[SUPPLIED MATERIAL — start]

PR #578, opened 2013-05-11
#577 - API Update Changes and removal of libcloud dependency

rszabo50:
#577

Fixes issues with latest release of the API

### DIFF
--- a/saltcloud/clouds/joyent.py
+++ b/saltcloud/clouds/joyent.py
@@ -15,8 +15,6 @@ Using the old cloud configuration syntax, it requires that the ``username`` and
     JOYENT.password: saltybacon
     # The location of the ssh private key that can log into the new VM
     JOYENT.private_key: /root/joyent.pem
-    # the Datacenter location associated with the new VMS
-    JOYENT.location: us-east-1
 
 Using the new format, set up the cloud configuration at
  ``/etc/salt/cloud.providers`` or ``/etc/salt/cloud.providers.d/joyent.conf``:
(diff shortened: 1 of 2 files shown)


saltcloud/libcloudfuncs.py
```diff
@@ -332,3 +337,19 @@ def conn_has_method(conn, method_name):
         )
     )
     return False
+
+def is_private_subnet(ip):
```
techhat: Two comments here. First, only functions specific to libcloud belong in this file. Second, this duplicates functionality which already existts in the is_public_ip() function in utils/**init**.py.

saltcloud/clouds/joyent.py
```diff
@@ -139,44 +157,37 @@ def create(vm_):
     Create a single VM from a data dict
     '''
 
+    #pprint(inspect.stack())
```
techhat: Forgotten?

saltcloud/clouds/joyent.py
```diff
@@ -255,74 +281,81 @@ def create(vm_):
     return ret
 
 
-def reboot(name, call=None):
-    '''
-    Reboot a node.
+def create_node(**kwargs):
```
techhat, line 291: This is one of many functions that doesn't contain docstrings. Each function needs at least a one line description, though a CLI Example is not necessarily required unless usage isn't obvious. With all the new additions lately, that is likely to change (meaning CLI Examples will probably be required soon).

rszabo50:
i will make those changes tomorrow and you can review again

saltcloud/libcloudfuncs.py
rszabo50: agreed, and did not find that function earlier. will change and test tomorrow

saltcloud/clouds/joyent.py
rszabo50: needs to be removed, used it to find full stack trace when debugging an earlier issue

rszabo50:
this is ready for review

PR #585, opened 2013-05-17
Ec2 subnetid

binarymatt:
Adds the SubnetId and SecurityGroupId params to the ec2 cloud driver for vpc support. Fixes issue issue #440

### DIFF
--- a/saltcloud/clouds/ec2.py
+++ b/saltcloud/clouds/ec2.py
@@ -783,7 +783,7 @@ def create(vm_=None, call=None):
             'Returned query data: {0}'.format(data)
         )
 
-        if 'ipAddress' in data[0]['instancesSet']['item']:
+        if 'ipAddress' in data[0]['instancesSet']['item'] or 'privateIpAddress' in data[0]['instancesSet']['item']:
             # We have our IP, break out of the loop
             break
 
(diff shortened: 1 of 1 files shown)


saltcloud/clouds/ec2.py
```diff
@@ -242,7 +242,7 @@ def query(params=None, setname=None, requesturl=None, location=None,
         params['SignatureVersion'] = '2'
         params['SignatureMethod'] = 'HmacSHA256'
         params['Timestamp'] = '{0}'.format(timestamp)
-        params['Version'] = '2010-08-31'
```
techhat, line 245: Do we know for sure that we're 100% compatible with the 2013 version of the spec?

binarymatt, line 245: i don't. I upgraded that in order to use the SecurityGroupId parameter. I've been running this on my salt-master and haven't seen any issues, but it could be backed out pretty easily. Would just need to remove said SecurityGroupId params

saltcloud/clouds/ec2.py
```diff
@@ -592,6 +592,19 @@ def get_availability_zone(vm_):
 
     return avz
 
+def get_subnetid(vm_):
```
techhat, line 595: If you wouldn't mind adding docstrings (using single quotes, not double quotes) to these couple of functions, I think I'm okay with merging this.

binarymatt:
added the doctstrings to the get_subnetid and securitygroupid functions

techhat:
Thanks duder! We'll need to get some docs in the aws.rst file as well, but this will be good for now.

binarymatt:
i'll try to get some docs written up this weekend.

PR #248, opened 2017-08-28
T18657

smspillaz:

### DIFF
--- a/plugins/eos/gs-plugin-eos.c
+++ b/plugins/eos/gs-plugin-eos.c
@@ -182,6 +182,51 @@ get_os_version_id (GError **error)
 	return g_strdup (gs_os_release_get_version_id (os_release));
 }
 
+static void
+read_icon_replacement_overrides (GHashTable *replacement_app_lookup)
+{
+	const gchar * const *datadirs = g_get_system_data_dirs ();
+	g_autoptr(GError) error = NULL;
+
+	for (; *datadirs; ++datadirs) {
+		g_autofree gchar *candidate_path = g_build_filename (*datadirs,
+                                                                     "eos-application-tools",
+                                                                     "icon-overrides",
+                                                                     "eos-icon-overrides.ini",
+                                                                     NULL);
+		g_autoptr(GKeyFile) config = g_key_file_new ();
+		g_auto(GStrv) keys = NULL;
+		gsize n_keys = 0;
+		gsize key_iterator = 0;
+
+		if (!g_key_file_load_from_file (config, candidate_path, G_KEY_FILE_NONE, &error)) {
+			if (!g_error_matches (error, G_FILE_ERROR, G_FILE_ERROR_NOENT))
+				g_warning ("Could not load icon overrides file %s: %s", candidate_path, error->message);
+			g_clear_error (&error);
+			continue;
+		}
+
+		if (!(keys = g_key_file_get_keys (config, "Overrides", &n_keys, &error))) {
+			g_warning ("Could not read keys from icon overrides file %s: %s", candidate_path, error->message);
+			g_clear_error (&error);
+			continue;
+		}
+
+		/* Now add all the key-value pairs to the replacement app lookup table */
+		for (; key_iterator != n_keys; ++key_iterator) {
+			g_hash_table_replace (replacement_app_lookup,
+					      g_strdup (keys[key_iterator]),
+					      g_key_file_get_string (config,
+								     "Overrides",
+								     keys[key_iterator],
+								     NULL));
+		}
+
+		/* First one takes priority, ignore the others */
+		break;
+	}
+}
+
 /**
  * gs_plugin_initialize:
  */
@@ -217,6 +262,10 @@ gs_plugin_initialize (GsPlugin *plugin)
 	                                                    gs_user_agent (),
 	                                                    NULL);
 	priv->personality = get_personality ();
+
+	/* Synchronous, but this guarantees that the lookup table will be
+	 * there when we call ReplaceApplication later on */
+	read_icon_replacement_overrides (priv->replacement_app_lookup);
 
 	if (!priv->personality)
 		g_warning ("No system personality could be retrieved!");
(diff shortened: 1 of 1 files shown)


plugins/eos/gs-plugin-eos.c
```diff
@@ -182,6 +182,48 @@ get_os_version_id (GError **error)
...
 }
 
+static void
+read_icon_replacement_overrides (GHashTable *replacement_app_lookup)
+{
+	const gchar * const *datadirs = g_get_system_data_dirs ();
+	g_autoptr(GError) error = NULL;
+
+	for (; *datadirs; ++datadirs) {
+		g_autofree gchar *candidate_path = g_build_filename (*datadirs, "eos-application-tools/icon-overrides/eos-icon-overrides.ini", NULL);
```
cosimoc: You should pass each path component as a distinct parameter.

plugins/eos/gs-plugin-eos.c
```diff
@@ -182,6 +182,48 @@ get_os_version_id (GError **error)
...
+		g_autoptr(GKeyFile) config = g_key_file_new ();
+		g_auto(GStrv) keys = NULL;
+		gsize n_keys = 0;
+		gsize key_iterator = 0;
+
+		if (!g_key_file_load_from_file (config, candidate_path, G_KEY_FILE_NONE, &error)) {
+			if (!(error->domain == G_FILE_ERROR && error->code == G_FILE_ERROR_NOENT)) {
```
cosimoc: Use `g_error_matches()`

plugins/eos/gs-plugin-eos.c
```diff
@@ -182,6 +182,48 @@ get_os_version_id (GError **error)
...
+			g_warning ("Could not read keys from icon overrides file %s: %s", candidate_path, error->message);
+			g_clear_error (&error);
+			continue;
+		}
+
+		/* Now add all the key-value pairs to the replacement app lookup table */
+		for (; key_iterator != n_keys; ++key_iterator) {
+			g_hash_table_replace (replacement_app_lookup,
+					      g_strdup (keys[key_iterator]),
+					      g_strdup (g_key_file_get_string (config,
```
cosimoc: `g_key_file_get_string()` already returns a newly allocated string

smspillaz: Huh, it does too. Okay, fixed!

plugins/eos/gs-plugin-eos.c
```diff
@@ -182,6 +182,52 @@ get_os_version_id (GError **error)
...
+                                                                     NULL);
+		g_autoptr(GKeyFile) config = g_key_file_new ();
+		g_auto(GStrv) keys = NULL;
+		gsize n_keys = 0;
+		gsize key_iterator = 0;
+
+		if (!g_key_file_load_from_file (config, candidate_path, G_KEY_FILE_NONE, &error)) {
+			if (!g_error_matches (error, G_FILE_ERROR, G_FILE_ERROR_NOENT)) {
+				g_warning ("Could not load icon overrides file %s: %s", candidate_path, error->message);
+			}
```
joaquimrocha: Drop the brackets on 1 liner blocks.

smspillaz:
> Unless I missed something, it seems that as long as there's an entry for the apps' replacement icon in this new hashtable, the icon will always call the replacement logic. This means that if we later remove the icon from the desktop and try to add it again, it will still attempt to replace it again, right? If this is safe-checked within the Shell's icon replacement code (i.e. upon failure to find the icon to be replaced, it'll just append the new icon) then there's no need for two calls and we should always call the replacement code.

In this case, we can only call the `ReplaceApplication` function if we have something *to* replace, so we wouldn't be able to call it all the time.

>The EOS plugin keeps a desktop_apps hashtable with the apps in the desktop, so I think this table should be looked up before calling the replacement call.

I suppose that's a good point, though it would be a mostly pointless check since the shell will do it for us anyway.

I think the purpose of the hardcoded hashtable here is to say "is there something that we *could* replace? If so, replace that if possible, otherwise just append". Another options is to just allow the `ReplaceApplication` method to accept `null` as the "source" icon and deprecate `AddApplication`, though that's kind of an awkward API for people to use. @cosimoc  any thoughts on that?

joaquimrocha:
I think we had settled on that **if** the replace icon method does fallback to appending the icon, then we would always call that method. IMO the distinction makes the reader's expectations different than what the code really implies.

smspillaz:
Something @joaquimrocha and I discussed on slack was whether we want to call a different dbus method depending on whether we're replacing or appending an app. Since `ReplaceApplication` always falls back to appending the icon if a replacement was not possible, we could just call `ReplaceApplication` blindly here: https://github.com/endlessm/gnome-software/pull/248/files#diff-9cd85aa3e047f05095da410c840a9c56R1168 with the result of the hash table lookup. However, the downside is that this could confuse the reader who would wonder why we never checked if what we were replacing actually existed on the desktop. Any thoughts?

cosimoc:
I am trying to understand @joaquimrocha's concern here... It does not seem that this PR changes in any way the semantics of the `ReplaceApplication` and `AddApplication`, so it seems odd that's mentioned as a blocker for this change?

In any case I think you're mainly discussing two points:
- should we always call `ReplaceApplication()` instead of `AddApplication()` if `ReplaceApplication()` appends when there's nothing to replace? I don't really see a good reason for that; since the DBus interface is a private one, and all of its clients are inside the OSTree, if we wanted to make a change to only have one API, I'd probably rather extend `AddApplication()` to take an optional ID of what to replace and update all the clients at once. But I don't think that the current situation is particularly bad or confusing.
- should we check with the desktop hash table whether the app we're replacing is already on the desktop? I don't think so; doing it would be inherently racy in the same way that checking whether a file exists before doing something with it is, since the user or something else could have changed the desktop layout between the time we check and the DBus call, or the notification could have not gotten to us yet.

While I think the current patch is OK as is, I don't want to dismiss these concerns and would recommend that separate low-priority tickets are opened for further consideration without blocking this getting into 2017-09.
However, since the debate around this implementation has been quite heated, I will leave it to @joaquimrocha to give (or not give) the final approval for these changes.

PR #249, opened 2017-08-29
T18657: Add 'refine' action

smspillaz:
This changeset adds a "refine" action gnome-software which requires that a given app is refined. We'll use this from the placeholder applications to ensure that they are refined so that gnome-software knows which app to replace.


cosimoc:
Closed in favor of #248

PR #251, opened 2017-09-06
eos: Add Evergreen apps to the proxy app

joaquimrocha:
The apps are the Quote of the Day and Word of the Day.

https://phabricator.endlessm.com/T18944

### DIFF
--- a/plugins/eos/gs-plugin-eos.c
+++ b/plugins/eos/gs-plugin-eos.c
@@ -1329,6 +1329,8 @@ add_updates (GsPlugin *plugin,
 	const char *proxied_apps[] = {"com.endlessm.Platform",
 				      "com.endlessm.apps.Platform",
 				      "com.endlessm.EknServices.desktop",
+				      "com.endlessm.quote_of_the_day.en.desktop",
+				      "com.endlessm.word_of_the_day.en.desktop",
 				      NULL};
 
 	for (guint i = 0; i < gs_app_list_length (list); ++i) {


plugins/eos/gs-plugin-eos.c
```diff
@@ -1329,6 +1329,8 @@ add_updates (GsPlugin *plugin,
 	const char *proxied_apps[] = {"com.endlessm.Platform",
 				      "com.endlessm.apps.Platform",
 				      "com.endlessm.EknServices.desktop",
+				      "com.endlessm.quote_of_the_day.en.desktop",
+				      "com.endlessm.word_of_the_day.en.desktop",
```
cosimoc: This is still not enough; the applications will show up when searching for them.
Since I would not want to break the proxy app functionality at this time, I think all we can do for this release is to blacklist the evergreen apps, and have a proper solution for the next one.

joaquimrocha: I was aware of that but I was thinking that the blacklist would be applied in the appdata of those apps for some reason. I don't mind adding the blacklisting to the EOS plugin as we've done with multiple other apps though.
In any case, searching for those apps should be unrelated to being able to successfully update the apps in the proxy app, right? Or am I missing something?

cosimoc: Yeah, but those apps at the moment will show up launchable when found, which we don't want. The proper solution is being discussed in https://phabricator.endlessm.com/T19104 (which btw requires your input! ;-))

PR #254, opened 2017-09-15
Debian rebase gnome 3 26

joaquimrocha:
https://phabricator.endlessm.com/T19001


debian/control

[SUPPLIED MATERIAL — finish]

Copy the records above exactly, starting at the line that contains "Debian rebase gnome 3 26" and ending at the last line, and leave out all earlier lines.

[RESPONSE TO THE EXERCISE]
Debian rebase gnome 3 26

joaquimrocha:
https://phabricator.endlessm.com/T19001


debian/control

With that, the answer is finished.